→ **Activity**:
This exercise needs all of the entries set down again, exactly as they read.

*** Opening Source data ***

PR #343, opened 2019-03-07
Add Dockerfile and docker-compose files

willdurand:
This patch adds a production-ready `Dockerfile` as well as a `docker-compose.yml` file that shows how to use this `Dockerfile`.

Running `docker-compose up` should start code-manager in a local -dev mode (that is production mode but with -dev API and FxA). As you can see in the `docker-compose.yml` file, in order to run the -dev env, we only need to override a few settings. Because `docker-compose` is used locally, we also need the local settings (from `.env.common-local`) but it won't be needed for the hosted envs.

I believe ops will only have to `docker run` the image built with this `Dockerfile` and, for non-production environments, the following environment variable should be passed to `docker`: `REACT_APP_API_HOST`. Environment variables that are overridden for non-production envs are documented in `.env.stage` and `.env.dev`. 

We'll have to pass `REACT_APP_SENTRY_DSN` to each environment in addition to that. This should also be done in the config maintained by QA.

:warning: One thing that's missing is the `version.json` file.


Dockerfile
```diff
@@ -0,0 +1,41 @@
...
+WORKDIR /app
+
+# Install the project's dependencies
+COPY package.json yarn.lock ./
+RUN yarn install --pure-lockfile --production=true
+
+# Add the compiled client-side application
+COPY --from=build /app/build/ ./build
+# Add the server code
+COPY --from=build /app/src/server/ ./src/server
```
kumar303: I'm slightly concerned that this will be hard to maintain: if we add new files outside of this path for any reason, we'll probably forget to update the Docker image.

An alternative would be to copy everything from `build` and just remove what we don't need, like `node_modules`. Did you consider that?

docker-compose.yml
```diff
@@ -0,0 +1,12 @@
+version: '3'
```
kumar303: Would it be better to name this file `docker-compose.dev.yml` to indicate that it's not intended for production?

Dockerfile
willdurand: I like to bundle only what's used so I did not consider copying all the files. I don't really buy the maintainability issue because if, for some reason, we need more files, it means we need a build step for the server code as well.

docker-compose.yml
willdurand: ah, that would make sense indeed.

willdurand:
We could probably add some docs, although it does not seem super useful to run `docker-compose` with a production build targeting the -dev env.

I believe the `version.json` file can be generated in a separate patch (the one where we build + push the image to the Docker Hub). We can add `COPY version.json ./` to the second stage of the `Dockerfile`.

Dockerfile
kumar303: Yes, well, if we were to adjust the build step for the server then we'd have to remember to update this Dockerfile, too. That won't be obvious and nothing will fail. I guess we just need automated functional tests that run from the docker container to make it fail. 

I think the fragility of explicitly allowing select files isn't worth the security benefit but I don't want to hold up the patch. Ops may have more change requests when they look into this, too.

willdurand:
I heard you. I changed to copy all the source files. That should be less fragile.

*** Closing Source data ***

→ **Answer to this problem**:
PR #343, opened 2019-03-07
Add Dockerfile and docker-compose files

willdurand:
This patch adds a production-ready `Dockerfile` as well as a `docker-compose.yml` file that shows how to use this `Dockerfile`.

Running `docker-compose up` should start code-manager in a local -dev mode (that is production mode but with -dev API and FxA). As you can see in the `docker-compose.yml` file, in order to run the -dev env, we only need to override a few settings. Because `docker-compose` is used locally, we also need the local settings (from `.env.common-local`) but it won't be needed for the hosted envs.

I believe ops will only have to `docker run` the image built with this `Dockerfile` and, for non-production environments, the following environment variable should be passed to `docker`: `REACT_APP_API_HOST`. Environment variables that are overridden for non-production envs are documented in `.env.stage` and `.env.dev`. 

We'll have to pass `REACT_APP_SENTRY_DSN` to each environment in addition to that. This should also be done in the config maintained by QA.

:warning: One thing that's missing is the `version.json` file.


Dockerfile
```diff
@@ -0,0 +1,41 @@
...
+WORKDIR /app
+
+# Install the project's dependencies
+COPY package.json yarn.lock ./
+RUN yarn install --pure-lockfile --production=true
+
+# Add the compiled client-side application
+COPY --from=build /app/build/ ./build
+# Add the server code
+COPY --from=build /app/src/server/ ./src/server
```
kumar303: I'm slightly concerned that this will be hard to maintain: if we add new files outside of this path for any reason, we'll probably forget to update the Docker image.

An alternative would be to copy everything from `build` and just remove what we don't need, like `node_modules`. Did you consider that?

docker-compose.yml
```diff
@@ -0,0 +1,12 @@
+version: '3'
```
kumar303: Would it be better to name this file `docker-compose.dev.yml` to indicate that it's not intended for production?

Dockerfile
willdurand: I like to bundle only what's used so I did not consider copying all the files. I don't really buy the maintainability issue because if, for some reason, we need more files, it means we need a build step for the server code as well.

docker-compose.yml
willdurand: ah, that would make sense indeed.

willdurand:
We could probably add some docs, although it does not seem super useful to run `docker-compose` with a production build targeting the -dev env.

I believe the `version.json` file can be generated in a separate patch (the one where we build + push the image to the Docker Hub). We can add `COPY version.json ./` to the second stage of the `Dockerfile`.

Dockerfile
kumar303: Yes, well, if we were to adjust the build step for the server then we'd have to remember to update this Dockerfile, too. That won't be obvious and nothing will fail. I guess we just need automated functional tests that run from the docker container to make it fail. 

I think the fragility of explicitly allowing select files isn't worth the security benefit but I don't want to hold up the patch. Ops may have more change requests when they look into this, too.

willdurand:
I heard you. I changed to copy all the source files. That should be less fragile.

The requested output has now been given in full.